Coming off a hatrick of duffnuts and a lonely bull shark encounter yesterday off Palmy I was ready to pack up for the season!...change of plans


----------



## Zed (Sep 18, 2006)

kayakone said:


> The fight off your yak must be 30 minutes plus, and a lot of line loss?


2nded.
I shared the vid w/ my dad and he said: "That was great. Don't know how much editing was done but I expected more of a fight from something that size. Where was that?"

All I could say was at the Big Dog Park, QLD.
We have segregated dog parks for big and little dogs so the little ones don't get trampled. Even dogs have nannys in USA.

And as the only one in my family that has caught a wahoo (which happened to be in front of my dad), on a cast jig no less (Same reel!), from a panga (small fiberglass boat made in MEX), he saw what it took. So, how long did it take for you? I firmly believe a kayak has the advantage by getting on top of the fish faster, rather than bringing the fish to the boat.


----------



## sunshiner (Feb 22, 2006)

Epic stuff, Rod. Maybe one day I'll get a wahoo :? . Video's excellent too; getting footage from at least two different sources is amazing. Thanks for showing us.


----------



## brolans (Aug 9, 2012)

Nice one Rod&#8230;.  I think hoo's are at the top of most people bucket list&#8230; They are the most beautiful looking fish!


----------



## Zed (Sep 18, 2006)

Thanks Rod. True it might be doing itself a disservice, but all that slack it gave itself might just loosen a bad hookset. I saw the look on your face in the vid, that you thought he might be gone, but you kept crankin.

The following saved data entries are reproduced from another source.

PR #6562, opened 2023-04-03
Chore: Correct location of App::State in glean.yaml

birdsarah:
@bakulf this probably isn't necessary given that it's a deprecated file. 

Just curious though. For the metric app_step, for example, where is that going to live? I'm searching in the code base and can't see another metrics.yaml with it in.


bakulf (approved):

lesleyjanenorton:
Closing since we'll soon not have the `shared` folder.

PR #6570, opened 2023-04-04
Import currency symbols from CLDR Unicode github repo - VPN-4306

bakulf:


flodolo (commented):
Is there a specific reason to write _ad hoc_ code on top of CLDR, and not using qt libraries directly?
https://doc.qt.io/qt-5/qml-qtqml-number.html#toLocaleCurrencyString-method

bakulf:
We use this method but we need to pass the symbol.

bakulf:
Note that we do this only as a fallback when the currency symbol of the current locale does not match with the requested currency.

src/apps/vpn/translations/i18n
flodolo, line 1: Not sure this change is expected

flodolo (approved):

strseb (approved):

PR #7457, opened 2023-07-06
fixing aqt download issues by using apt

mozrokafor:
## Description
AQT has been brittle a bit lately. 
Let's switch to using the normal apt-packages, like we do on the unit-test tasks.


brizental (approved):

oskirby (approved):
Looks good!

PR #7495, opened 2023-07-11
version bump to 2.15.3

mcleinman:


oskirby (approved):
Looks good to me!

lesleyjanenorton (approved):
For posterity.  We are creating this dot release because: 

> Yesterday releng started the release process for 2.15.2, before we realized that cert issue was going to mess things up the release. Thus, version number 2.15.2 is burned for Linux. So I’m going to put up a new release branch called 2.15.3, which is identical to 2.15.2 (except a version bump).

mcleinman:
Merged w/o all tests passing because 2 remaining were iOS and macOS - and this release is Linux only. We decided to do same thing on 2.15.2, so felt okay doing it here.

PR #7535, opened 2023-07-17
[Sentry] Print where to find the crashreport

strseb:
## Description

Small nit: right now we only record the event id. This makes lookup of a sentry report possible, but you need to remember where to go. 
Let's just print the url for the report, so everony can quickly lookup what we collected.


lesleyjanenorton (approved):
Thanks @strseb, this is really helpful.

Gela (approved):

PR #7541, opened 2023-07-18
VPN-5152 - AndroidIAPHandler handle Q_Assert cases

strseb:
## Description

`AndroidIAPHandler::updateProductsInfo` is a microtask scheudled from the android main thread onto the qt main thread. 
However in our crashes we can see that before the crash we have [breadcrumbs](https://mozilla.sentry.io/issues/4264443753/) with 
```
[16.07.2023 13:30:23.081] (ProductsHandler) Debug: Stop products registration
``` 

This resets the model, causing:
```
    ProductsHandler::Product* productData =
        productsHandler->findProduct(productIdentifier);
```
To return `nullptr`, therefore we segfault. 
Our assert's are catching this, so let's also use them in release :)


src/shared/sentry/sentryadapter.cpp
```diff
@@ -70,6 +70,7 @@ void SentryAdapter::init() {
           &SentryAdapter::onLoglineAdded);
 
   sentry_options_t* options = sentry_options_new();
+  sentry_options_set_max_breadcrumbs(options,500);
```
Gela, line 73:
```suggestion
  sentry_options_set_max_breadcrumbs(options, 500);
```

Gela (approved):

src/shared/sentry/sentryadapter.cpp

I learned to cast o/h reels on a Penn 500 w 25lb mono. Imagine my (our) surprise when I got picked up by a hoo. That was a momentous day for the Zed family competition and I'm still holding that title.


----------



## Beekeeper (Aug 20, 2011)

Lovely Hoo, Rod... 8) Magnificent colouring, hey!

Green as!

Jimbo


----------



## paddleparra (Apr 23, 2008)

Great work mate, how was it on the chew?

Brian


----------



## Chemacky (Nov 30, 2011)

Well done!


----------



## dazza11 (Feb 16, 2010)

Your spot on Rod , a great firm flesh better than mackerel . looking forward to eating it in various ways. 
And the amount of meat of a large hoo is insane!!!
Its now 9.38 ;-) :lol:


----------